Q As part of the reconciliation process, does the EU insist on holding elections?
Provincial, and local elections are stipulated in the Constitution. As such, anyone in Sri Lanka has a legitimate interest in having the Constitution respected. Now, if there are special conditions or circumstances where this is not possible, it is for Sri Lanka to decide. But as outsiders without any wish to interfere in the local life, we have to say every citizen has an interest in having the Constitution being observed.
Q What is your assessment of the Russia-Ukraine war on Sri Lanka?
I know that because of historic links, there is some sympathy in Sri Lanka for Russia. There are a number of tourists from Russia. But this history of strong relations should not make one forget the fact that there’s one invader and one invaded country. All the arguments that there was provocation or that there was no significant attention paid to the needs of a great country like Russia, do not change the fact that tanks and jets and missiles have been sent from one country to another and are causing destruction. There is no justification for territorial aggression, for not respecting the territorial integrity of a neighbour, for killing people, for attacking all the infrastructure in particular linked to energy and transport. This is a very negative development for Sri Lanka. It increases the price of commodities that are essential for Sri Lanka, such as chemical fertilizer, petrol, oil, diesel and grain. A stronger stance by Sri Lanka would be useful. Sri Lanka’s abstention on this matter can be construed by some as condoning the precedent of a territorial aggression.
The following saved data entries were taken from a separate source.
PR #139, opened 2020-05-02
Prototyped a correlation metric for replay similarity

kszlim:
Added a correlation metric based on https://en.wikipedia.org/wiki/Cross-correlation#Normalization to detect replay stealing.

Pros over existing metric:
Robust to spatial translation
Robust to outliers (imagine a long replay that is copied and the cheater moves his cursor extensively in the break)
The correlation metric is more widely used in science

Cons:
Different from what already exists
I'm bad at math, so this could be an abuse of signal processing techniques


tybug:
Thanks for the PR! @samuelhklumpers can you review this math-wise? It's over my head I'm afraid.

tests/test.py
```diff
@@ -25,7 +26,7 @@
 class CGTestCase(TestCase):
     @classmethod
     def setUpClass(cls):
-        cls.cg = Circleguard(KEY)
+        cls.cg = Circleguard(KEY, db_path='cache.db')
```
kszlim, line 29: I'll remove this, but is there a reason unit tests can't cache by default? Kinda annoying getting rate limited if you run the unit tests a couple times in a row (and this I think not everything is getting cached, so I still get rate limited even with this enabled).

kszlim:
Also probably would be good to have a large suite of known copied/slightly modified replays so we can get definitive metrics about how good these replay stealing analysis techniques are.

tests/test.py
tybug: no reason at all - we should cache and just gitignore the db. Having that should stop any ratelimiting from happening though. I think the reason it's not is because we create a new `Circleguard` instance in most of the test cases. 

I think this is a holdover from when I was more worried about `Circleguard` saving state in some way and wanted to start fresh each time. That should no longer be a concern and the repeated instantiation can be removed

circleguard/loadable.py
```diff
@@ -722,3 +722,8 @@ def __str__(self):
             return f"Loaded ReplayPath by {self.username} on {self.map_id} at {self.path}"
         else:
             return f"Unloaded ReplayPath at {self.path}"
+
+    def positionally_translate_replay(self):
```
kszlim, line 726: Would've preferred to put this in the test file, but unfortunately, loading of replay data is lazy, so it only loads once you start an analysis. It also resulted in me putting in a bit of a hack to enable positional translation + noise when a certain flag is marked.

tybug: you can force replay data loading with `cg.load(replay)`, in case you didn't know

circleguard/comparer.py
```diff
@@ -44,6 +45,9 @@ def __init__(self, replays1, replays2=None):
 
         # filter beatmaps we had no data for
         self.replays1 = [replay for replay in replays1 if replay.replay_data is not None]
+        for replay in self.replays1:
+            if hasattr(replay, 'should_translate'):
```
kszlim, line 49: This is the hack I put in to enable the test. Not sure if there's a better way due to the lazy loading.

tybug:
I actually have just that (37 pairs of stolen replays), but haven't put them in the tests yet. Been meaning to for a while. I think this is the PR that makes me clean up our tests a bit.

circleguard/loadable.py
kszlim: Sounds good, where do you prefer `positionally_translate_replay` to live?

kszlim: and also, would you want it parameterized? A lot of what i through together was kinda a hack.

circleguard/loadable.py
```diff
@@ -722,3 +722,8 @@ def __str__(self):
...
+        noise = np.random.normal(0, 1, )
+        self.xy = self.xy + np.random.default_rng().multivariate_normal([10, 10], [[3,3],[3,3]],(len(self.xy)))
```
tybug, line 728: What version of numpy are you running? This errors for me -

```python
Traceback (most recent call last):
  File "/Users/tybug/Desktop/coding/osu/circlecore/tests/test.py", line 72, in test_robustness_to_translation
    r = list(self.cg.steal_check(replays))
  File "/Users/tybug/Desktop/coding/osu/circlecore/circleguard/circleguard.py", line 151, in steal_check
    yield from self.run(loadables, Detect.STEAL, loadables2)
  File "/Users/tybug/Desktop/coding/osu/circlecore/circleguard/circleguard.py", line 107, in run
    comparer = Comparer(replays1, replays2=replays2)
  File "/Users/tybug/Desktop/coding/osu/circlecore/circleguard/comparer.py", line 50, in __init__
    replay.positionally_translate_replay()
  File "/Users/tybug/Desktop/coding/osu/circlecore/circleguard/loadable.py", line 728, in positionally_translate_replay
    self.xy = self.xy + np.random.default_rng().multivariate_normal([10, 10], [[3,3],[3,3]],(len(self.xy)))
AttributeError: module 'numpy.random' has no attribute 'default_rng'
```

I'm on `1.15.4`. I don't think we pin numpy to a minimum version in `setup.py`, but maybe we should.

kszlim: This is my pipfreeze:

```
circleparse==6.2.0
click==7.1.2
idna==2.9
numpy==1.18.3
ossapi==1.2.3
pytz==2020.1
requests==2.23.0
scipy==1.4.1
slider==0.2.1
toolz==0.10.0
urllib3==1.25.9
wtc==1.1.3
```

circleguard/loadable.py
tybug: This is just for testing right? Should probably live in the tests file then, like you suggested

kszlim:
With respect to:

```
I actually have just that (37 pairs of stolen replays), but haven't put them in the tests yet. Been meaning to for a while. I think this is the PR that makes me clean up our tests a bit.
```

It might be even better if we can get a large corpus of cheated replays from @peppy which might allow application of ML techniques or even for optimization of parameters currently in circlecore.

circleguard/comparer.py
```diff
@@ -144,7 +149,33 @@ def _compare_two_replays(replay1, replay2):
         if (Mod.HR in replay1.mods) ^ (Mod.HR in replay2.mods):
             xy1[:, 1] = 384 - xy1[:, 1]
 
-        return Comparer._compute_data_similarity(xy1, xy2)
+        (play_sequence_1, play_sequence_2) = Comparer.convert_to_row_major_form(xy1, xy2)
+
+        # Sectioned into 20 chunks, used to ignore outliers (eg. long replay with breaks is copied, and the cheater cursordances during the break)
```
kszlim, line 154: 20 was arbitrarily chosen, whether to section maps into constant chunks or a constant number of chunks is also up for debate.

kszlim:
Read through my numpy code carefully,  I don't do much scientific computing, so there probably are a lot of bad practices.

circleguard/loadable.py
tybug: Looks like an addition in `1.17` or later: <https://github.com/numpy/numpy/pull/13873>, unless I'm misinterpreting this pr.

tybug:
> It might be even better if we can get a large corpus of cheated replays from @ peppy which might allow application of ML techniques or even for optimization of parameters currently in circlecore.

I doubt peppy would be willing to release any information on restricted users that isn't already publicly known, given the edge it could give cheat developers if they knew what replays were being detected.

circleguard/result.py
```diff
@@ -74,12 +74,16 @@ class StealResult(ComparisonResult):
         The similarity of the two replays (the lower, the more similar).
         Similarity is, roughly speaking, a measure of the average pixel
         distance between the two replays.
+    correlation: float
+        The median correlation of the two replays (the closer to 1, the more correlated).
+        A value of 1.0 would be perfectly correlated, and a result of 0 would be uncorrelated.
     """
 
-    def __init__(self, replay1: Replay, replay2: Replay, similarity: int,):
+    def __init__(self, replay1: Replay, replay2: Replay, similarity: int, correlation: float=0.0):
```
kszlim, line 82: default param for backwards compatibility

tests/test.py
kszlim: any preferred path for the cache then?

circleguard/comparer.py
kszlim: Even for tiny maps, I think we have enough data points such that slicing it into chunks of size 20 is likely still okay.

Sample rate is generally about 40-60hz.

tests/test.py
tybug: the tests directory - `cache_path = Path(__file__).parent`

circleguard/comparer.py
```diff
@@ -118,8 +119,9 @@ def _compare_two_replays(replay1, replay2):
 
         Returns
         -------
-        float
-            The mean distance of the cursors of the two replays.
+        (float, float)
+            The mean distance of the cursors of Use the API for good. Don't overdo it. If in doubt, ask before (ab)using :). this section may expand as necessary.
```
samuelhklumpers, line 123: what is this `Use the API for good. Don't overdo it. If in doubt, ask before (ab)using :). this section may expand as necessary.`

circleguard/comparer.py
```diff
@@ -144,7 +146,35 @@ def _compare_two_replays(replay1, replay2):
...
+            #Pick the lag with the maximum correlation, this likely in most cases is 0 lag
+            max_correlation = max(cross_correlation_matrix.reshape(cross_correlation_matrix.size))
+            correlations.append(max_correlation)
+        average_distance = Comparer._compute_data_similarity(xy1, xy2)
+        # Out of all the sections, we should have 20 sections, we pick the one with the median correlation, so we throw away any outliers
+        median_correlation = np.median(np.array(sorted(correlations)))
+        return (average_distance, median_correlation)
+
+    @staticmethod
+    def convert_to_row_major_form(x, y):
```
samuelhklumpers, line 169: this could be replaced with `x.T` in all usages

circleguard/comparer.py
```diff
@@ -144,7 +146,35 @@ def _compare_two_replays(replay1, replay2):
...
             xy1[:, 1] = 384 - xy1[:, 1]
 
-        return Comparer._compute_data_similarity(xy1, xy2)
+        (play_sequence_1, play_sequence_2) = Comparer.convert_to_row_major_form(xy1, xy2)
+
+        NUM_CHUNKS = 20
+
+        # Sectioned into 20 chunks, used to ignore outliers (eg. long replay with breaks is copied, and the cheater cursordances during the break)
+        horizontal_length = play_sequence_1.shape[1] - play_sequence_1.shape[1] % NUM_CHUNKS
+        play_sequence_1_sections = np.hsplit(play_sequence_1[:,:horizontal_length], NUM_CHUNKS)
```
samuelhklumpers, line 155: after interpolation both replays are equally long so you might be able to include the remainder section in the cross correlation

circleguard/comparer.py
```diff
@@ -144,7 +146,35 @@ def _compare_two_replays(replay1, replay2):
...
+        return (average_distance, median_correlation)
+
+    @staticmethod
+    def convert_to_row_major_form(x, y):
+        return (np.array(list(zip(*x))), np.array(list(zip(*y))))
+
+    @staticmethod
+    def find_cross_correlation(x, y):
+        # The normalization is makes the similarity detector robust to translations
+        x = (x - np.mean(x)) / (np.std(x) * x.size)
```
samuelhklumpers, line 175: you should probably do this normalization after the cross correlation, as this normalizes all data when doing it after only normalizes 1 number

circleguard/comparer.py
```diff
@@ -144,7 +146,35 @@ def _compare_two_replays(replay1, replay2):
...
+
+        # Sectioned into 20 chunks, used to ignore outliers (eg. long replay with breaks is copied, and the cheater cursordances during the break)
+        horizontal_length = play_sequence_1.shape[1] - play_sequence_1.shape[1] % NUM_CHUNKS
+        play_sequence_1_sections = np.hsplit(play_sequence_1[:,:horizontal_length], NUM_CHUNKS)
+        play_sequence_2_sections = np.hsplit(play_sequence_2[:,:horizontal_length], NUM_CHUNKS)
+        correlations = []
+        for (play_sequence_1, play_sequence_2) in zip(play_sequence_1_sections, play_sequence_2_sections):
+            cross_correlation_matrix = Comparer.find_cross_correlation(play_sequence_1, play_sequence_2)
+            #Pick the lag with the maximum correlation, this likely in most cases is 0 lag
+            max_correlation = max(cross_correlation_matrix.reshape(cross_correlation_matrix.size))
```
samuelhklumpers, line 161: is this reshape necessary if you use numpy's max?

samuelhklumpers: max might be good to use but unless there's a good reason against it, consider using a mean, as max has an upward bias and might give some unfortunate outliers

circleguard/comparer.py
kszlim: oh lol accidentally copy pasta'd that into the file from Peppy's documentation on the api.

circleguard/comparer.py
kszlim: Yeah, I could, you think it's worth it for the slightly increased code complexity?

kszlim: Also, got any feedback around fix chunk sizes vs fixed number of chunks? Based on the sample rate, I think it should be okay for any ranked maps, but who knows.

circleguard/comparer.py
kszlim: Hmm, maybe my understanding of the math is wrong, but this what I'm basing it off.

https://www.statisticshowto.com/cross-correlation/

The max of the cross correlation is where the two signals correlate the best. The mean of the cross correlation matrix will almost always be a very low number afaik.

Imagine if you get the correlations of sin(t) and sin(t - n), so you end up with two signals that are the same but out of phase. You'll get a normalized correlation matrix where the mean will be 0 despite the signals being highly correlated. Picking the max from the cross correlation matrix will give you a correlation of 1, telling you that the signals are the same, but shifted in the time dimension.

I could be wrong though, honestly, haven't done any math in years.

I think the outlier problem is actually solved by picking the median out of all the max correlations from every single slice?

samuelhklumpers: you are correct and you should use max (it doesn't introduce bias because it's the only useful value to inspect), I had mistakenly imagined the correlation as being instantaneous but it is not and that's the only reason you need to even divide the replay. 
The way you do correlation should also filter shifts in the xy-plane correct?

circleguard/comparer.py
samuelhklumpers: I don't think the code would get very much more complex. I also have no strong opinion on fixed/variable chunks but I am not opposed to it being a default variable with value 20

circleguard/comparer.py
kszlim: Yes, it should catch translations in the xy plane.

circleguard/comparer.py
kszlim: Hmm, might not be worth adding, as you could potentially end up with a slice with just 1 data point, for which this would fail on.

Will parameterize the number of chunks though and default it to 20.

circleguard/comparer.py
kszlim: Hmm, still unsure what you mean, maybe post some code, or make the changes you want to this pr?

samuelhklumpers: something like
```
x -= np.mean(x)
y -= np.mean(y)
norm = np.std(x) * np.std(y) * x.size
return signal.correlate(x, y) / norm
```

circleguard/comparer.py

Q Though the war is over here, people believe LTTE sympathisers are active in the EU region. What have you got to say about it?
I do not have elements to assess the activity of ex-LTTE members in Europe and elsewhere as there are no official figures but it seems to me, based on my very limited knowledge, that the core of the Tamil diaspora that could have some sympathy for the LTTE is not located in the EU territories. The LTTE is a banned organisation. So any member or any structure or any bank account can be investigated and corrective measures can be taken.